# Reamers



## Jonathans (Jun 7, 2017)

I have never bothered with using a reamer after drilling.  I'm starting to get tired of wonky holes and decided I needed a fractional chucking reamer set. I am finding that these can be rather expensive.  I'm only a hobbiest so these would not see a lot of use, so durability isn't a big issue, I think.
What is suggested other than springing for a set of Clevelands? Used? Import? Other?
I'm all ears.


----------



## EmilioG (Jun 7, 2017)

I would look at Ebay and maybe buy just the reamers you need one at a time or a few.  There are so many choices and buying a whole fractional set
may not be wise since you may not use them all. I use letter, fractional, O/u, metric and number sizes and buy what I need for any specific job.
I don't bother with very small reamers; they burn up quickly.
Amazon, Msc and Zoro Tools also has good prices for quality USA Alvord Polk Hss reamers., take advantage of sales.
I have a small lot of Alvord Polk and Yankee reamers. They are worth the extra money. Cheap imports don't stay sharp long
and are not as accurate.  I've gotten great deals on Ebay for new APT, Chicago Latrobe and Yankee reamers. IMHO, these are the 3 top reamer makers.


----------



## T Bredehoft (Jun 7, 2017)

EmilioG said:


> buy just the reamers you need one at a time or a few



This is generally a good rule. Sets are a good way to exhaust the money supply, you may never use some of them.  Find what you want on eBay, buy and wait a couple of days. you're good to go.


----------



## Bob Korves (Jun 7, 2017)

Another issue is that the fractional sized sets don't always do what you want them to.  Let's say the shaft is nominally 1/2".  The basic fractional set would include .5000" for that size.  Great, but what if you want a snug fit, a sliding fit, a light press fit, or a heavy press fit?  Each of those will require a different reamer size, or a different shaft size.  Sometimes it is not trivial to change the shaft size.  Undersized and oversize reamer sets are available, but triple the cost and still do not let you always get the fit you want.  I have at least 150 reamers, from tiny up to 1.5", all imperial, nearly all bought used, and I stand a small chance of having on hand the desired one I want for the next job where I need a reamer.  So, I improvise as best as I can with what I have, or buy a reamer, or go a different direction entirely.  Imperial reamers come in .0001" increments, and in different styles.  Nobody has them all.  So, I agree with Tom.  Check eBay, or buy the one you need new, or go in a different direction.


----------



## mikey (Jun 7, 2017)

To the excellent advice above, I would add that you should get comfortable boring a good hole. Quite often, you will need a fit that you don't have a reamer for, as Bob says. Or it might be a special piece that is thick enough that the hole needs to be both straight and of the right size. In that case, you need to bore the pre-reamer hole straight anyway before you ream it so ... get good at boring.


----------



## Bob Korves (Jun 7, 2017)

mikey said:


> To the excellent advice above, I would add that you should get comfortable boring a good hole. Quite often, you will need a fit that you don't have a reamer for, as Bob says. Or it might be a special piece that is thick enough that the hole needs to be both straight and of the right size. In that case, you need to bore the pre-reamer hole straight anyway before you ream it so ... get good at boring.

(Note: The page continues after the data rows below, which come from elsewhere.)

PR #13567, opened 2022-11-19
Add explicit "external-pins"

### LINKED ISSUE #9445: Adding the Red Hat Universal Base Image as an official image

tianon:
The goal of this directory is two-fold: to list the explicitly allowable external dependencies and to pin those external dependencies to a specific content-addressable digest such that we can update them in the same way we do everything else (and then trigger rebuilds properly based on them, too).

Closes #9445

(This is possible thanks to the tooling updates in https://github.com/docker-library/bashbrew/pull/55 and https://github.com/docker-library/bashbrew/pull/56 :metal:)


yosifkit (approved):

fatherlinux:
@yosifkit I think the docs still need updated? It only shows scratch, windows core, and windows server as the exceptions

tianon:
Yeah, the docs do still need to be updated, but we also need to revert this and take a different filenaming approach thanks to Windows (which I tested, but not via `git clone`, only via `touch` that comes with Git Bash and I wrongly assumed that Git itself would follow the same rules and make the same smart conversions that the MSYS `touch` did :facepalm:).

https://github.com/docker-library/official-images/issues/13608 :disappointed:

PR #13569, opened 2022-11-20
Update rocky linux images for 9.1 and 8.7

NeilHanlon:


library/rockylinux
```diff
@@ -2,18 +2,18 @@ Maintainers: The Rocky Linux Foundation <infrastructure@rockylinux.org> (@rocky-
...
-arm64v8-GitFetch: refs/heads/Rocky-9.0.20220720-Minimal-aarch64
-arm64v8-GitCommit: bbea3587002f91144f3195b8b0372f05257fd6f5
+Tags: 9.1.20221119-minimal, 9-minimal, 9.1-minimal
+GitFetch: refs/heads/Rocky-9.1.20221119-Minimal-x86_64
+GitCommit: ec9fb969a767fe74591f9ce39e09b44659a56cf4
+arm64v8-GitFetch: refs/heads/Rocky-9.1.20221119-Minimal-aarch64
+arm64v8-GitCommit: 624fe1e35788615384eaf94345cc8dcd3919e594
 Architectures: amd64, arm64v8
 
 Tags: 8.6.20227707, 8.6, 8
```
tianon, line 19: I think you probably meant to drop/update this entry instead of just adding a new one?  (See the PR CI failures :eyes:)

NeilHanlon: I think my latest commit should address this.

My intention is to: build 8.7 and 9.1 images, and move the respective 8 & 9 tags to point to the newer ones.

NeilHanlon:
Hrm. good catch let me evaluate that difference.

NeilHanlon:
@tianon - the new 8.7 images I pushed there should be fixed in terms of their size for Minimal.. was a stupid mistake I made.

tianon:
Nice, looks good!  It looks like you managed to make it even slimmer :smile:

| Image       | Before | After |
|-------------|--------|-------|
| `8`         | ~196M  | ~197M |
| `8-minimal` | ~95M   | ~93M |
| `9`         | ~199M  | ~161M |
| `9-minimal` | ~129M  | ~95M  |

PR #13592, opened 2022-11-25
Add official image for KrakenD Api Gateway

taik0:
Signed-off-by: Daniel Ortiz <dortiz@krakend.io>

KrakenD is a stateless Open Source API Gateway built on top of the Lura Framework (formerly KrakenD Framework).
To know more about KrakenD, please read our [documentation](https://www.krakend.io/docs/)

https://github.com/krakendio/krakend-ce

# Checklist for Review

     - Apache 2.0: https://github.com/krakendio/krakend-ce/blob/master/LICENSE
    - https://github.com/docker-library/docs/pull/2082


taik0:
Documentation PR: https://github.com/docker-library/docs/pull/2082

taik0:
I didn't realize that that repository used the `main` branch instead of `master`. I pushed a `master` branch, so we don't have to change anything on this PR.
A re-run should work now.

taik0:
Hi, there's something in my hand that can be done to unblock this PR?

Thank you!

yosifkit:
Hello! :sparkles:

JAORMX:
Hey folks! As a krakend user we'd really benefit from getting this PR accepted. The project is growing fast and this would be very beneficial not only for the project itself but for the community that's growing around it.

taik0:
Hi team,

Are new images still blocked?

taik0:
Hi @yosifkit 
Is something wrong on our side? There hasn't been any response in almost 1.5 years, are new docker images still being accepted?

LaurentGoderre:
I opened a PR to optimize the image: https://github.com/krakend/docker-library/pull/4

Could you also open a docs PR as explained here: https://github.com/docker-library/docs/blob/master/README.md

LaurentGoderre (approved):

LaurentGoderre:
Small comments on the docs

alombarte:
Comments on the docs are addressed. Thank you very much for your review!

alombarte:
Hello @yosifkit. I see that @LaurentGoderre approved the PR almost one year ago. What are the chances of the image being added as an official image? Shall we continue updating this PR after two years?

yosifkit:
Apologies for the long delay. 🙇

I had a few notes typed up but forgot to flesh them out and post them. 🤦 So here they are!

Blockers:
- `gpgconf --kill all` and `rm -rf "$GNUPGHOME"` needs to be added somewhere after the `gpg --verify` (but within the `RUN` line)
- these two images are `FROM alpine:3.18` which is end of life in just two months (https://alpinelinux.org/releases/); but it looks like the Dockerfiles for newer `krackend` versions in https://github.com/krakend/docker-library are already updated. So the ask, do you want to stick with these older `krackend` releases and replace them in a follow up PR or just update this PR with the latest supported release(s)?
- the user conditional should be swapped so that any non-root user can work (e.g., `docker run --user 1234:5678 ...`) and so that the `su-exec` is only run as `root` since that is the only time it can work; it could also fall through to the `exec "$@"` at the end:
  ```diff 
  -    if [ "$(id -u)" = 1000 ]; then
  -        exec "$@"    
  -    else
  +    if [ "$(id -u)" = 0 ]; then
           # use su-exec to drop to a non-root user
           exec su-exec krakend "$@"
  +    else
  +        exec "$@"
       fi

  # alternative

  -    if [ "$(id -u)" = 1000 ]; then
  -        exec "$@"    
  -    else
  -        # use su-exec to drop to a non-root user
  -        exec su-exec krakend "$@"
  +    if [ "$(id -u)" = 0 ]; then
  +        set -- su-exec krakend "$@"
       fi
  ```
- the `sha256sum` should be done before the `tar` extraction

Suggestions:
- the `tar xvf` should avoid "traditional" flags and just use Unix and GNU style flags: https://manpages.debian.org/bookworm/tar/tar.1.en.html
  ```diff
  -    tar xzf krakend.tar.gz -C / --strip-components 1; \
  +    tar -xzf krakend.tar.gz -C / --strip-components 1; \
  ```
- perhaps the entrypoint could be added to the `PATH` (like `/usr/local/bin/`)?
  ```dockerfile
  ENTRYPOINT [ "docker-entrypoint.sh" ]
  ```
- :thinking: is the `-c /etc/krakend/krakend.json` in the default `CMD` important for users adding their own `run` flags or perhaps already the default config file location such that the flag is unnecessary?

taik0:
Hi @yosifkit 

Thank you for the review! I've addressed all the required changes and updated the KrakenD versions to the latest (which include Alpine 3.21). 
Regarding the `CMD`, this has been the default in all KrakenD history, and users expect that running the container without arguments will start KrakenD with those settings (the software does not enforce a default config file, but that parameters are widely used as a default).

Thank you!

yosifkit (approved):

tianon:
To be explicit/clear, I don't think anything below is an outright blocker; mostly food-for-thought and suggestion-for-improvement. :+1:

---

```diff
+Tags: 2.9.2
+Architectures: amd64, arm64v8
+GitCommit: a84f9f39fb6dc30354dee6a3ecd35666791aeb9e
+Directory: 2.9.2
```

This is only here to backfill the version, and it'll be removed after it's built/pushed, right?
(It's not "supported" in the sense that there might be a "2.9.2.1" release if there were a bug found in it, for example.)

---

It doesn't affect your usage of `su-exec`, but you probably want to be aware of https://github.com/ncopa/su-exec/pull/26 (and if you end up needing more `su-exec` in the future, I would strongly suggest finding alternatives).

---

```diff
+commandRun="run"
+commandVersion="version"
+commandCheck="check"
+commandPlugin="check-plugin"
+commandHelp="help"
+commandValidate="validate"
+commandAudit="audit"
+
+# this if will check if the first argument is a flag
+# but only works if all arguments require a hyphenated flag
+# -v; -SL; -f arg; Also check if the first argument is any
+# of the KrakenD commands
+if [ "$#" -eq 0 ] || [ "${1#-}" != "$1" ] ||
+   [ "$1" = "${commandRun}" ] || 
+   [ "$1" = "${commandVersion}" ] || 
+   [ "$1" = "${commandCheck}" ] || 
+   [ "$1" = "${commandPlugin}" ] ||
+   [ "$1" = "${commandValidate}" ] ||
+   [ "$1" = "${commandAudit}" ] ||
+   [ "$1" = "${commandHelp}" ]; then
+    set -- krakend "$@"
+fi
```

Just as a suggestion, this might be easier to maintain/understand as a `case` statement, something like this:

```sh
#!/bin/sh
set -eu

# this if will check if the first argument is nonexistent or a flag
# but only works if all arguments require a hyphenated flag
# -v; -SL; -f arg; Also check if the first argument is any
# of the KrakenD commands
case "${1:-}" in
	''       | \
	-*       | \
	run      | \
	version  | \
	check    | \
	plugin   | \
	validate | \
	audit    | \
	help     )
		set -- krakend "$@"
		;;
esac

# ...
```

---

```diff
+CMD [ "krakend", "run", "-c", "/etc/krakend/krakend.json" ]
```

When I read this line in the proposed docs:

> The configuration files are taken from the current directory (`$PWD`). Therefore, all examples expect to find at least the file `krakend.json`.

I get the sense that if I supply `--workdir`/`-w` to my container, that it will read `krakend.json` from the new directory, not from `/etc/krakend` anymore, but because this default command uses a full path, that's not actually true (and if I keep reading, it's clear that `$PWD` there was referring to the host, not the container).

I'd suggest either updating the documentation to clarify this, or perhaps better (and the solution I'd suggest) is removing the full path from `CMD` (and perhaps from all those examples, if you are willing to commit to `/etc/krakend` being the `WORKDIR` long-term, which doesn't seem like a stretch given your other replies here :smile:):

```dockerfile
CMD [ "krakend", "run", "-c", "krakend.json" ]
```

(this then also makes it easier to reproduce for users who want to run the original command but with some extra flags/arguments)

taik0:
Let me address those recommendations before merging since I find them pretty good improvements. Thank you!

taik0:
Hi,

I've changed the entrypoint to use the `case` you recommended (really helps adding new commands).
I also changed the `CMD` to remove the `/etc/krakend` from the config file.

Regarding having `2.9.2`, I removed it. We always recommend updating to the latest version (we never remove functionality), and since the latest version (`2.9.3`) has security fixes, it wouldn't be right to publish an insecure version.

In future updates, we will try to address the change of `su-exec` for an alternative.

Thank you!

tianon (approved):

Very good advice, Mike.  Don't plan to bore an on size hole on your first attempt, or to be able to hit it regularly even after practicing a while.  Boring bars are inherently not rigid, and so they have a lot of spring in them.  If you just keep dialing in more cut until you hit your number, you are almost guaranteed to fail by making the hole over size.  I get my best results by starting to sneak up on it early, and then taking spring passes until they do not cut anymore with each small increment of feed.  It is also important to measure the hole well as you go and after each pass as you get really close.  Gage pins rock for this kind of work.


----------



## Jonathans (Jun 7, 2017)

Thanks everyone who replied.  I am just learning about under/over sized reamers, wire gage, fractional, and A-Z.  Thats good advise for me to pick up what I need when I need it.  
Perhaps I'll pick up a couple of index boxes to keep track of them once I get them.  I passed up on two old sets of reamers at a recent local auction. They were quite dull. 
 Should I have picked them up and sent them out for sharpening somewhere?


----------



## Bob Korves (Jun 7, 2017)

Jonathans said:


> I passed up on two old sets of reamers at a recent local auction. They were quite dull.
> Should I have picked them up and sent them out for sharpening somewhere?


Probably not, but I would need to have seen them.


----------



## woodchucker (Jun 7, 2017)

Jonathans said:


> I have never bothered with using a reamer after drilling.  I'm starting to get tired of wonky holes and decided I needed a fractional chucking reamer set. I am finding that these can be rather expensive.  I'm only a hobbiest so these would not see a lot of use, so durability isn't a big issue, I think.
> What is suggested other than springing for a set of Clevelands? Used? Import? Other?
> I'm all ears.


used. I bought  a set of fractional by 1/64 at a estate sale.


----------



## Bob Korves (Jun 7, 2017)

Shameless tool gloat...

Just one drawer is shown in these pics-- top layer, small and tiny reamers.  In the upper right of the right box are dozens of reamers below .0625", a few are almost invisible to the naked eye. 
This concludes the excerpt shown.